───── RECORDS TO USE
PR #1665, opened 2019-05-07
Fix issue with empty string vectors and FixedStringVector

### LINKED ISSUE #1663: FixedString Vectors cannot handle empty vectors
The tests fail as soon as the FixedStringVectors are really tested with empty columns. Unfortunately, neither the encoding tests include FixedStringVectors nor do the FixedStringVectors tests test for this case.

#1657 added FixedStringDictionaries to the encoding tests and caused sanitizer issues.

Bouncner:
#1657 added a test to the string encoding test suite for the `FixedStringDictionaries` which use the `FixedStringVector`. These tests tested completely empty string vectors (i.e., every string has a length of 0) which failed with ASAN builds. The reason was that a check for the last char is done (string length - 1) which accesses an invalid address.

This does not sound super interesting, but in real-world data sets, empty string segments can occur frequently and FixedStringVectors save us a tremendous amount of memory here.

Fixes #1663 and #1666.


src/test/storage/fixed_string_vector_test.cpp
```diff
@@ -168,6 +168,8 @@ TEST_F(FixedStringVectorTest, StringLengthZero) {
   fixed_string_vector1.push_back("");
   EXPECT_EQ(fixed_string_vector1.size(), 1u);
   EXPECT_EQ(fixed_string_vector1[0u], "");
+  EXPECT_EQ(fixed_string_vector1[1u], "");
+  EXPECT_EQ(fixed_string_vector1[3u], "");
```
mweisgut: Why are these two assertions added which do not execute the fixed `get_string_at(…)`-function? Adding the SegmentEncodingSpecs in EncodedStringSegmentTest is sufficient, isn't it?

Bouncner: Argh, mixed up two things things here. Thanks!

PR #1667, opened 2019-05-10
Use JoinOperator::supports() to find a matching Join implementation for a JoinNode

### LINKED ISSUE #1529: Sort-Merge Join cannot compare float with double
**Query**
```sql
SELECT *
FROM orders
JOIN (
  SELECT SUM(o_totalprice) s
  FROM orders
) order_price_sum
ON o_totalprice <= order_price_sum.s;
```

**Actual behavior**
It crashes:
`src/lib/operators/join_sort_merge.cpp:64 Left and right column types do not match. The sort merge join requires matching column types`

**Expected behavior**
The query should return all orders.

**Explanation**
`o_totalprice` is a `float`, while `SUM(o_totalprice)` is a `double`. The sort-merge join should be able to handle this.

mrzzzrm:
Fix #1529 

Fall back from JoinHash to JoinSortMerge to JoinNestedLoop to find a matching Join operator for JoinNode.

### DIFF
--- a/src/test/logical_query_plan/lqp_translator_test.cpp
+++ b/src/test/logical_query_plan/lqp_translator_test.cpp
@@ -523,7 +523,7 @@ TEST_F(LQPTranslatorTest, JoinNodeToJoinHash) {
   const auto op = LQPTranslator{}.translate_node(join_node);
 
   /**
-   * Check PQP
+   * Check PQP - for a inner-equi join, JoinHash should be used.
    */
   const auto join_op = std::dynamic_pointer_cast<JoinHash>(op);
   ASSERT_TRUE(join_op);
@@ -541,7 +541,7 @@ TEST_F(LQPTranslatorTest, JoinNodeToJoinSortMerge) {
   const auto op = LQPTranslator{}.translate_node(join_node);
 
   /**
-   * Check PQP
+   * Check PQP - JoinHash doesn't support non-equi joins, thus we fall back to JoinSortMerge
    */
   const auto join_op = std::dynamic_pointer_cast<JoinSortMerge>(op);
   ASSERT_TRUE(join_op);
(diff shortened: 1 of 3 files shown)


src/test/logical_query_plan/lqp_translator_test.cpp
```diff
@@ -546,22 +515,57 @@ TEST_F(LQPTranslatorTest, ProjectionNode) {
...
+   * Check PQP
+   */
+  const auto join_op = std::dynamic_pointer_cast<JoinHash>(op);
+  ASSERT_TRUE(join_op);
+  EXPECT_EQ(join_op->primary_predicate().column_ids, ColumnIDPair(ColumnID{1}, ColumnID{1}));
+  EXPECT_EQ(join_op->primary_predicate().predicate_condition, PredicateCondition::Equals);
+  EXPECT_EQ(join_op->mode(), JoinMode::Inner);
+}
+
+TEST_F(LQPTranslatorTest, JoinNodeToJoinSortMerge) {
```
Bouncner: Short note, why in this test no HashJoin is yielded?

Bouncner: Or maybe on top of the three tests a short overview, that the tests get "increasingly hard" and thus fall back to "slower" implementations?

mweisgut: The JoinHash cannot be used here because we have LessThan as predicate condition.

Bouncner: Yes, I know, but most don’t and thus I’d like to see a short comment with the reason.
Otherwise it’s manually searching the joins and their `supports()` methods to understand this “order”.

mrzzzrm: comment added to each test

mrzzzrm:
> I was surprised the LQP translation part needed that much "magic" for such a simple test. But I assume you know what you are doing. :)

Much magic? That's literally just iterating over a type-tuple. I refuse to call this magic, otherwise I wouldn't have used it.

> One last thing: I would vote for a constexpr list of join operators, which reflects the assume "performance order" (a little bit more explicit separation between performance and applicability test). Because that's the single point where a later cost model needs to touch the current code.

Extracted the list into a variable like so:

```c++
  constexpr auto join_operator_preference_order = hana::to_tuple(hana::tuple_t<JoinHash, JoinSortMerge, JoinNestedLoop>);
```

Bouncner:
> Much magic? That's literally just iterating over a type-tuple. I refuse to call this magic, otherwise I wouldn't have used it.

Anything that uses `boost::hana` is black magic to me.

However, everything looks fine to me.

PR #1668, opened 2019-05-13
Add AggregateTestRunner to thoroughly test aggregate operators 

mrzzzrm:
WIP, as always I just want a colorful diff


Bouncner:
I have no idea what to do with the following note but I wanted to bring it up nonetheless. There is a ton of aggregation functions that exist, especially when looking into OLAP/analytical workloads. Currently, we have a very restricted set of a few function.
It might make sense to already think about grouping the functions into distributive/(algebraic)/holistic functions and test one/a few functions of each set (see §2.2,  https://research.tableau.com/sites/default/files/p1221-wesley.pdf). Afaik, we do not support any holistic functions, so that might be an empty set.

PR #1675, opened 2019-05-20
Adapt supported encodings of FoR

### LINKED ISSUE #1662: FrameOfReference encoding (or vector compression?) cannot handle > UINT_MAX
Wanted to add FoR to the JoinTestRunner, which uses values > UINT_MAX, ran into this Assert in the `FrameOfReferenceEncoder`:

```c++
        // Make sure that the largest offset fits into uint32_t (required for vector compression.)
        Assert(static_cast<std::make_unsigned_t<T>>(*max_it - *min_it) <= std::numeric_limits<uint32_t>::max(),
               "Value range in block must fit into uint32_t.");
```

Just disable vector compression if the values are too large for it? 
Why is this Assert in the FoR-Encoder and not in compress_vector()?

Bouncner:
This PR disables the support of `int64_t` for FrameOfReverence segments.

During table generation for the calibration framework, I stumbled over the issue that Moritz found during the work on the join test runner as well. FrameOfReference segments do not support `uint64_t` values since the underlying vector compression only handles `uint32t` values (see discussion in #1662).

I would vote for extending the vector compression to default to `uint64_t` values, but that has several disadvantages (one of them compile time). And since SIMDBP adaptions do not appear to be too easy, I don't think it will be fixed within the next couple of weeks.

This change simply limits the usage of FrameOfReference segments. No benchmark I know of uses anything larger int and most users won't use FoR at all. So I think this limitation of FoR does not hurt.

Fix #1662.

### DIFF
--- a/src/lib/storage/frame_of_reference_segment.cpp
+++ b/src/lib/storage/frame_of_reference_segment.cpp
@@ -88,6 +88,7 @@ std::optional<CompressedVectorType> FrameOfReferenceSegment<T, U>::compressed_ve
 }
 
 template class FrameOfReferenceSegment<int32_t>;
-template class FrameOfReferenceSegment<int64_t>;
+// int64_t disabled for now, as vector compression cannot handle 64 bit values
+// template class FrameOfReferenceSegment<int64_t>;
 
 }  // namespace opossum
--- a/src/lib/storage/encoding_type.hpp
+++ b/src/lib/storage/encoding_type.hpp
@@ -37,7 +37,7 @@ constexpr auto supported_data_types_for_encoding_type = hana::make_map(
     hana::make_pair(enum_c<EncodingType, EncodingType::Dictionary>, data_types),
     hana::make_pair(enum_c<EncodingType, EncodingType::RunLength>, data_types),
     hana::make_pair(enum_c<EncodingType, EncodingType::FixedStringDictionary>, hana::tuple_t<pmr_string>),
-    hana::make_pair(enum_c<EncodingType, EncodingType::FrameOfReference>, hana::tuple_t<int32_t, int64_t>),
+    hana::make_pair(enum_c<EncodingType, EncodingType::FrameOfReference>, hana::tuple_t<int32_t>),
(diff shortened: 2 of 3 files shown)


src/lib/storage/frame_of_reference_segment.cpp
```diff
@@ -88,6 +88,7 @@ std::optional<CompressedVectorType> FrameOfReferenceSegment<T, U>::compressed_ve
 }
 
 template class FrameOfReferenceSegment<int32_t>;
-template class FrameOfReferenceSegment<int64_t>;
+// int64_t disabled for now, as vector compression cannot handle 64 bit values
```
mrks: Vector compression in itself can handle 64-bit, but FoR only makes sense with bit packing, correct? That should be clarified here.

Bouncner: No, vector compression does not support larger integers than 4 byte integers. Since we compress dictionary offsets in dictionary-encoded segments, that was never a problem.
But FoR (more or less) compresses the actual values.

And yes, FoR does not have an advantage when the deltas cannot be compressed via null surpression (~bit packing).

mrks:
Ah, you're right.  I thought at least fsba did.

src/lib/storage/frame_of_reference_segment.cpp
Bouncner: Would change to:
```
// Support for int64_t is disabled for now, because the current vector compression used by
// the FrameOfReverence encoding can only handle vectors of uint32_t. As the delta values for
// long segments can be larger than uint32_t, larger than 4-byte-integers are not supported.
// template class FrameOfReferenceSegment<int64_t>;
```

Would that address all your issues?

Bouncner: Whoopsie ... already merged. :)

There will be another PR today (table generator does not accept SegmentEncodingSpecs). I would add this comment there, if you find it helpful.

mrks: Sounds good

PR #1678, opened 2019-05-22
Binaries tests

engelfa:
This PR adds tests for the binaries hyriseBenchmarkFileBased, hyriseBenchmarkJoinOrder and hyriseBenchmarkTPCH as requested in #1103.


engelfa:
We can move the tests to the FullCI step now.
──────────
Only the lines from the beginning of the material to the line containing "#1657 added a" should be echoed, verbatim and in full.

### RESULT BELOW:
PR #1665, opened 2019-05-07
Fix issue with empty string vectors and FixedStringVector

### LINKED ISSUE #1663: FixedString Vectors cannot handle empty vectors
The tests fail as soon as the FixedStringVectors are really tested with empty columns. Unfortunately, neither the encoding tests include FixedStringVectors nor do the FixedStringVectors tests test for this case.

#1657 added FixedStringDictionaries to the encoding tests and caused sanitizer issues.

Bouncner:
#1657 added a test to the string encoding test suite for the `FixedStringDictionaries` which use the `FixedStringVector`. These tests tested completely empty string vectors (i.e., every string has a length of 0) which failed with ASAN builds. The reason was that a check for the last char is done (string length - 1) which accesses an invalid address.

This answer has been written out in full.